You & Your Family ¢ Benny Bong has been a family and marital therapist for more than 30 years, and is a certified work-life consultant. He was the first recipient of the AWARE Hero Award, received in 2011, and is a member of Kampong Kapor Methodist Church.
Values: Aspirational and inspirational
C
onversation about values has featured prominently in my sessions with a couple I have been counselling for almost two years. They came in to try to repair their marriage after the husband’s infidelity—for the second time. Six years earlier, he had cheated on his wife but was given a second chance. The husband is again asking for another chance, but things are at an impasse. The wife is less hopeful, wondering if things would turn out better this time. She is asking questions like “Is he sincere about changing? Has he learnt his lesson? Is the marriage and family more important to him than his philandering ways?” Meanwhile, he has shown that he is willing to change by getting more involved with the children and being more transparent about his work and relationships. But the questions linger—she wonders if a leopard can change its spots. This is where the topic of values comes in. The wife feels that the man she married has changed. From a simple, hardworking man, he has become sophisticated, smoothtalking, a worldly “man about town”. She wonders how much of the person she knew before remains and how much she can trust the new person her husband has morphed into. All of us do change to some degree over time. As we are exposed to new information, experiences and people, some influences do get assimilated, whether consciously or not. Some changes may be positive and represent an improvement, both personally and interpersonally. Other changes are questionable. Some changes are superficial, e.g. in how we choose to look or behave, while others are more in-depth, altering our values and outlook on life. While counselling the couple, I try to help the husband articulate what his current values are. This, we hope, will help his wife understand how much he has changed and
whether she finds the changes agreeable and helpful to their marriage. But values, though important, may not be easy to identify and articulate. With my client, we struggled to arrive at words like “caring”, “commitment to the marriage”, “honesty”, and “sacrifice”. We may struggle also because, like in this husband’s experience, he has not lived by them. He worries about sounding like a hypocrite in saying he values honesty but was dishonest with his wife about his relationships with some women. But not living true to these values does not mean they are unimportant to him. The identification of values is aspirational and inspirational in nature and effect. They remind us of what is important and when we fall short, what we should strive towards. Conversation about values is not about declaring how perfect we are. Indeed, we should guard against trying to portray ourselves better than we actually are. At one time or another, we all fall short of our own ideals. Moreover, the mere declaration of similar values does not equate to harmony.

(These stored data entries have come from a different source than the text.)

PR #1642, opened 2026-06-16
feat: add advanced setting to pin the stdio settings-UI sidecar port

### LINKED ISSUE #1587: [FEATURE] Advanced setting to pin the stdio settings-UI sidecar port

Add an advanced setting (settings UI Advanced tab + env var) to pin the stdio settings-UI sidecar to a fixed port instead of picking a random free port at every spawn (`stdio_settings_sidecar.py`).

### Why do you need this?

The sidecar's random port means a new browser origin on every ha-mcp restart in stdio mode. Anything origin-scoped breaks across sessions: bookmarks to the settings page go stale, and browser-side localStorage (e.g. the theme/accessibility preferences from PR #1574, until those move server-side) resets every session. A pinned port gives stdio users a stable URL and stable origin, matching the docker and addon experience.

### Additional context

Split out of the PR #1574 review (request-changes item 1): theme/accessibility prefs are being persisted server-side in that PR, but a stable sidecar port is independently useful. Default should remain the current random-port behavior (no port conflicts out of the box); the pin is opt-in. If the pinned port is busy at spawn, log a clear error and fall back to random rather than failing the sidecar.

SealKan:
## What does this PR do?

Adds an advanced setting to pin the stdio settings-UI sidecar to a fixed port instead of a random free port at every spawn (#1587).

`sidecar_pin_port` (env `HA_MCP_SIDECAR_PORT`, Advanced settings tab): `0` (default) keeps today's ephemeral-port behaviour; `1024-65535` pins the port so the settings URL and browser origin stay stable across restarts (stops bookmarks from going stale and stops browser-side localStorage from resetting each session). If the pinned port is busy at spawn, the sidecar logs a warning and falls back to an ephemeral port rather than failing.

Implementation:
- `config.py`: lenient-validated `Settings.sidecar_pin_port` (a bad value falls back to `0`, never raises), a new `sidecar` advanced section, bounds `(1024, 65535)` with `0` as an explicit off sentinel.
- `stdio_settings_sidecar.py`: `_pick_free_port(pinned)` binds the pinned port with `SO_REUSEADDR` and falls back to ephemeral on `OSError`; `run_main` reads the effective value via `get_global_settings()` so a value set in the UI (override file) applies too.
- `settings_ui.py` / `settings.js`: a stdio-only section whose number input can express the `0` sentinel (UI `min` = sentinel); the save path validates `0` or the bounded range; restart-required flag set.

A few choices worth a look (you raised these in the issue thread):
- **SO_REUSEADDR**: set on the pinned bind so an immediate restart after a crash isn't blocked by `TIME_WAIT`.
- **Non-stdio deployments**: the field is labelled stdio-only via the section title ("Settings UI sidecar (stdio-only)") and help text, rather than runtime-greying, to avoid threading a transport flag through the advanced-settings payload. Glad to switch to greyed-out + hint if you prefer that.
- Kept the name `_pick_free_port` (added an optional `pinned` arg) instead of renaming to `_pick_port`, to keep the diff small and non-breaking.

## Type of change
- [ ] 🐛 Bug fix
- [x] ✨ New feature
- [ ] 📚 Documentation
- [ ] 🔧 Maintenance/refactor
- [ ] 🧪 Tests only
- [ ] 💥 Breaking change

## Testing

Notes: `ruff` + `mypy` clean; the unit suite passes. New tests in `test_sidecar_pin_port.py` cover `_pick_free_port` (ephemeral default, pin success, busy fallback) and the validator (off sentinel, valid range, privileged/out-of-range/garbage all clamping to `0`). The 3 `test_helper_response_shape` failures seen locally also fail on clean `master` and are unrelated to this change. The e2e suite is Docker-gated and runs in CI.

## Checklist

The setting is self-documented via the Advanced-tab help text; there is no separate env-var reference doc to update.

### DIFF
--- a/src/ha_mcp/config.py
+++ b/src/ha_mcp/config.py
@@ -89,6 +89,13 @@ class Settings(BaseSettings):
     # WebSocket configuration (essential for async operations)
     enable_websocket: bool = Field(True, alias="ENABLE_WEBSOCKET")
 
+    # Settings UI sidecar (stdio mode only, #1587). 0 = pick a free
+    # ephemeral port at every spawn (default); 1024-65535 pins the sidecar
+    # to a fixed port so the settings URL/origin stays stable across
+    # restarts (bookmarks, browser localStorage). Read by run_main() in
+    # stdio_settings_sidecar.py.
+    sidecar_pin_port: int = Field(0, alias="HA_MCP_SIDECAR_PORT")
+
     # Development/Debug configuration
     debug: bool = Field(False, alias="DEBUG")
     log_level: str = Field("INFO", alias="LOG_LEVEL")
@@ -437,6 +444,37 @@ class Settings(BaseSettings):
             raise ValueError(f"Backup hint must be one of {valid_hints}")
         return v.lower()
 
+    @field_validator("sidecar_pin_port", mode="before")
+    @classmethod
+    def _lenient_sidecar_pin_port(cls, v: object) -> int:
+        """0 (default) = ephemeral port; otherwise a non-privileged port.
+
+        Lenient like the time-budget validators: an empty / unparseable /
+        out-of-range value falls back to 0 (ephemeral) with a warning rather
+        than raising, so a bad ``HA_MCP_SIDECAR_PORT`` can never crash the MCP
+        server or the best-effort settings sidecar.
+        """
+        if isinstance(v, str):
+            v = v.strip()
+            if not v:
+                return 0
+        # bool is an int subclass but never a meaningful port; reject it
+        # along with anything that isn't int/str-parseable.
+        if v is None or isinstance(v, bool) or not isinstance(v, int | str):
+            logger.warning("Invalid HA_MCP_SIDECAR_PORT=%r; using ephemeral port", v)
+            return 0
+        try:
+            port = int(v)
+        except (ValueError, TypeError):
+            logger.warning("Invalid HA_MCP_SIDECAR_PORT=%r; using ephemeral port", v)
+            return 0
+        if port != 0 and not 1024 <= port <= 65535:
+            logger.warning(
+                "HA_MCP_SIDECAR_PORT=%r outside 1024-65535; using ephemeral port", v
+            )
+            return 0
+        return port
+
     model_config = SettingsConfigDict(
         env_file=".env", env_file_encoding="utf-8", case_sensitive=False, extra="allow"
     )
@@ -505,6 +543,7 @@ AdvancedSection = Literal[
     "operations",
     "diagnostics",
     "tools_surface",
+    "sidecar",
     "beta_codemode",
 ]
 
@@ -728,6 +767,10 @@ ADVANCED_SETTINGS_FIELDS: tuple[AdvancedField, ...] = (
     AdvancedField("environment", "ENVIRONMENT", str, "diagnostics", True),
     AdvancedField("log_level", "LOG_LEVEL", str, "diagnostics", True),
     AdvancedField("debug", "DEBUG", bool, "diagnostics", True),
+    # Settings UI sidecar (stdio-only). Pin the sidecar's port so the
+    # settings URL/origin is stable across restarts; 0 = ephemeral
+    # (default). #1587.
+    AdvancedField("sidecar_pin_port", "HA_MCP_SIDECAR_PORT", int, "sidecar", True),
     # NOTE: ``auto_backup_dir`` and ``auto_backup_calendar_lookahead_days``
     # are NOT in this tuple. They are in ``BACKUP_OVERRIDE_FIELDS`` (defined
     # below) so they persist to ``backup_settings.json`` alongside the
@@ -778,6 +821,18 @@ _ADVANCED_SETTINGS_BOUNDS: dict[str, tuple[float, float]] = {
     "code_mode_max_memory": (1_048_576, 268_435_456),
     "code_mode_max_recursion": (1, 10_000),
     "code_mode_max_invocations": (1, 10_000),
+    # 0 is the "off" sentinel (ephemeral); the range below is the valid
+    # PINNED range. See _ADVANCED_SETTINGS_SENTINELS.
+    "sidecar_pin_port": (1024, 65535),
+}
+
+
+# Fields where a specific value is a valid "off" sentinel that bypasses the
+# _ADVANCED_SETTINGS_BOUNDS range (sidecar_pin_port: 0 = ephemeral). The UI
+# emits min=sentinel so the number input can still express "off"; the
+# override-apply and UI-POST paths accept the sentinel OR the bounded range.
+_ADVANCED_SETTINGS_SENTINELS: dict[str, int] = {
+    "sidecar_pin_port": 0,
 }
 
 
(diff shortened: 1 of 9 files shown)


SealKan:
Ha, your concrete-shape writeup did the heavy lifting here, I mostly transcribed it, so the token bought a spec clean enough that there was nothing left to flag. Call it outsourced compute.

Two judgment calls I left (both in the description): SO_REUSEADDR is in, and for non-stdio deployments I went with a "stdio-only" section label plus help text rather than runtime-greying, to avoid threading a transport flag through the advanced-settings payload. Trivial to switch to greyed-out + hint if you'd rather have that.

SealKan:
Also, between us, I burned a fair pile of tokens of my own getting this over the line, so I genuinely feel the pain. At least yours came back with a clean bill of health.

Patch76 (commented):
Heads-up while this is still a draft: I was implementing #1587 in parallel, and rather than open a competing PR I wanted to knock early – the approach here is the one worth taking forward.

The core is solid. The `_lenient_sidecar_pin_port` validator clamping a bad value to the ephemeral sentinel at the env-var path means a typo'd `HA_MCP_SIDECAR_PORT` can't crash the server or the sidecar, and the `_ADVANCED_SETTINGS_SENTINELS` mechanism threads the `0`-off sentinel cleanly through the UI `min`, the override-file apply, and the POST validation. That also keeps the configured value and the running value consistent, instead of letting an out-of-range value sit in the UI while the sidecar quietly runs on a different port. Blocking privileged ports (1-1023 collapse to the ephemeral sentinel) is the safer default for a localhost sidecar – worth keeping.

One thing on the non-stdio surface, which you raised yourself: the field is labelled stdio-only in the title and help text, but in addon / HTTP deployments the input is still editable, so a user there can save a value that does nothing. Since you offered the greyed-out variant – an `is_stdio` flag on the `/api/settings/advanced` payload (`_http_settings_prefix is None` is a clean proxy: it stays None in pure stdio and in the sidecar process, and is set for HTTP/SSE/OAuth/addon) plus dimming and disabling the section when it's false turns that inert save into a visibly-unavailable control. I built exactly that on my side and can share the frontend snippet if it's useful.

I'll hold my branch rather than open a second PR.

Patch76:
Here's the grey-out wiring from my parallel branch, if it's useful – three drop-in pieces on top of the section you already render.

**1. `settings_ui.py` – expose the transport on the advanced payload.** In the `/api/settings/advanced` GET handler, add `is_stdio` to the response:

```python
return JSONResponse(
    {
        "fields": fields,
        "is_addon": is_running_in_addon(),
        "is_stdio": _http_settings_prefix is None,
    }
)
```

`_http_settings_prefix` stays None in pure stdio and in the sidecar process, and is set by `register_settings_routes` for HTTP/SSE/OAuth/addon – so `is None` is a clean "a sidecar exists here" proxy.

**2. `settings.js` – dim + disable when not stdio.** Right after your `renderAdvancedSection('advSidecar', ...)` call:

```js
applySidecarAvailability(data.is_stdio !== false);
```

and the helper:

```js
function applySidecarAvailability(isStdio) {
  // Remove any note from a prior load first, so the <h3> title is once
  // again the section's previousElementSibling (an injected note would
  // otherwise shadow it on a re-render).
  const prevNote = document.getElementById('advSidecarNote');
  if (prevNote) prevNote.remove();
  const section = document.getElementById('advSidecar');
  if (!section) return;
  const title = section.previousElementSibling;
  if (isStdio) {
    section.classList.remove('dimmed');
    if (title) title.classList.remove('dimmed');
    return;
  }
  section.classList.add('dimmed');
  if (title) title.classList.add('dimmed');
  section.querySelectorAll('input, select').forEach(el => { el.disabled = true; });
  const note = document.createElement('div');
  note.id = 'advSidecarNote';
  note.className = 'adv-section-note';
  note.textContent =
    'Available in stdio mode only. This server runs over HTTP, which has '
    + 'no settings-UI sidecar to pin.';
  section.parentNode.insertBefore(note, section);
}
```

The `!== false` default leaves the section enabled if the flag is ever absent, which keeps it usable on the stdio path where the sidecar always serves.

**3. `settings.css` – the dimmed treatment**, mirroring the existing `.feature-row.*-sub.dimmed`:

```css
.adv-section.dimmed { opacity: 0.55; }
.adv-section.dimmed input, .adv-section.dimmed select { cursor: not-allowed; }
.adv-section-title.dimmed { opacity: 0.55; }
.adv-section-note { font-size: 0.72rem; color: var(--text-secondary);
  margin: 4px 0 8px; line-height: 1.4; }
```

With this in place the disabled input carries the context, so the title can go back to a plain "Settings UI sidecar" and the dimmed state plus the note do the work the "(stdio-only)" qualifier did alone. Whether the "No effect for HTTP/add-on" help-text line stays or trims is your call.

SealKan:
Done, pushed your grey-out wiring in efe5c7b. All three pieces are in: `is_stdio` on the advanced payload (via the `get_http_settings_prefix()` accessor, same `_http_settings_prefix is None` proxy), the `applySidecarAvailability` dim+disable+note in settings.js, and the `.adv-section.dimmed` / `.adv-section-note` CSS. I dropped the "(stdio-only)" title qualifier and trimmed the matching help-text line as you suggested, since the dimmed state plus the note now carry that context. Added a unit test for the `is_stdio` flag both ways. Thanks for handing over the branch work instead of racing a second PR.

Patch76 (dismissed):
The core here is solid and I traced it end to end. The `_lenient_sidecar_pin_port` validator clamps every bad input – empty, non-int, bool, privileged (1-1023), out-of-range – to the `0` ephemeral sentinel with a warning instead of raising, so a typo'd `HA_MCP_SIDECAR_PORT` can't take down the server or the sidecar. The pinned path binds with `SO_REUSEADDR` and falls back to an ephemeral port on `OSError`, and `run_main` reads the effective value through `get_global_settings()` so a UI-set override applies too. The `_ADVANCED_SETTINGS_SENTINELS` mechanism threads the `0`-off case through the UI `min`, the override-apply path, and the POST validation, keeping the configured and running values consistent.

On the pinned bind: it inherits the same advisory TOCTOU model as the existing ephemeral path – the probe socket closes before uvicorn binds, so a port lost in that gap fails the (advisory) sidecar rather than MCP itself. That is the documented pre-existing behaviour, no change needed.

Two optional test notes, neither blocking:
- The validator suite covers the env-var path well; the settings-UI POST path's sentinel bypass (`coerced != sentinel`) isn't directly exercised – a save test for `sidecar_pin_port: 0` plus one bounded value would lock it in.
- The validator parametrize omits a negative value; it hits the same `not 1024 <= port` branch as the tested `1023` / `70000`, so it is covered, but an explicit `-1 -> 0` row documents the intent.

Disclosure: the grey-out wiring in `efe5c7b` originated as a snippet I shared earlier in this PR thread – noting it here for transparency on the approval.

SealKan:
Thanks for the thorough trace and the approval. I added both optional notes in 8b4ee42: a save-path test that exercises the sentinel bypass (`0` accepted below the bounds floor, a bounded port applied, a privileged port rejected), and an explicit `-1 -> 0` row to document the negative-value intent. No worries on the disclosure either, the grey-out is your work and it's credited in the commit and the note above. The new commit is test-only on top of the approved diff, so re-confirm at your convenience if the push reset the approval.

Patch76 (approved):
Re-approving on 8b4ee42e after the stale-dismiss. The delta since the prior approval is test-only: a POST-path case (`test_save_advanced_sidecar_pin_port_sentinel_and_bounds`) pinning the 0 off-sentinel and a bounded port as accepted while a privileged port returns 400, plus a `-1 -> off` parametrize case on the validator. Both close the sentinel-bypass and negative/boundary coverage gaps noted earlier; the source under review is unchanged and all checks are green.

In a situation where individuals are clearly at odds with each other, a good way is to talk clearly and calmly while listening respectfully to the other. Agreeing to disagree might well be a positive outcome. What values do you hold as important? Is the person you are today different from who you were 10 years ago? Are you pleased or apologetic about the changes? If you are married, are your partner’s and your values aligned? If you are a parent, how are you nurturing the values you want your children to develop and do they see you living a life consistent with these values? Remember, it is not about being perfect but being mindful that our values ultimately shape and inspire us to be better.